From top to bottom, return the records that follow exactly.

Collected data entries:

———

PR #724, opened 2022-07-28
#722 Join Decryption

### LINKED ISSUE #722: ✨ Join Decryption in GUI

### Suggestion

As a guardian I want to join a decryption.  Once all guardians have joined the decryption should take place.

### Possible Implementation

_No response_

### Anything else?

_No response_

lprichar:
### Issue

Fixes #722 

### Description
Guardians can now join decryptions.  When they do they use their private key to create a partial decryption which is stored in the database.  Once all guardians have provided their partial decryptions the admin automatically decrypts and stores the result back into the database.  Neither the tally nor the spoiled ballots are displayed yet, that will be implemented in a subsequent PR.

### Testing
1. Create an election
2. Create a decryption
3. Have guardians log in, they should see a new decryption like:

image

4. Have guardian click the decryption, their screen should look like this:

image

5. Have all guardians click the join button.  

After the 1st guardian clicks the admin's screen should look like this:

image

After all guardians have joined the admin screen should look like this:

image


src/electionguard_db/mongo-init.js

———

SOLUTION TO THE EXERCISE:
PR #724, opened 2022-07-28
#722 Join Decryption

### LINKED ISSUE #722: ✨ Join Decryption in GUI

### Suggestion

As a guardian I want to join a decryption.  Once all guardians have joined the decryption should take place.

### Possible Implementation

_No response_

### Anything else?

_No response_

lprichar:
### Issue

Fixes #722 

### Description
Guardians can now join decryptions.  When they do they use their private key to create a partial decryption which is stored in the database.  Once all guardians have provided their partial decryptions the admin automatically decrypts and stores the result back into the database.  Neither the tally nor the spoiled ballots are displayed yet, that will be implemented in a subsequent PR.

### Testing
1. Create an election
2. Create a decryption
3. Have guardians log in, they should see a new decryption like:

image

4. Have guardian click the decryption, their screen should look like this:

image

5. Have all guardians click the join button.  

After the 1st guardian clicks the admin's screen should look like this:

image

After all guardians have joined the admin screen should look like this:

image


src/electionguard_db/mongo-init.js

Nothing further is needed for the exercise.